Given records Block Start

PR #1943, opened 2024-02-05
GT-2214 Undownload language button

rachaelblue:
Current logic is that tapping once on a downloaded language should show the red "x", and tapping a second time removes the download.  Waiting to hear back from Jill if there's supposed to be a way to cancel if a user gets the "x" but doesn't want to download.  Depending on what the solution is, I'm thinking that will just be a separate ticket.

### DIFF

Given records Block End

What is needed is a verbatim copy of the data, complete from first line to last.

PR #1943, opened 2024-02-05
GT-2214 Undownload language button

rachaelblue:
Current logic is that tapping once on a downloaded language should show the red "x", and tapping a second time removes the download.  Waiting to hear back from Jill if there's supposed to be a way to cancel if a user gets the "x" but doesn't want to download.  Depending on what the solution is, I'm thinking that will just be a separate ticket.

### DIFF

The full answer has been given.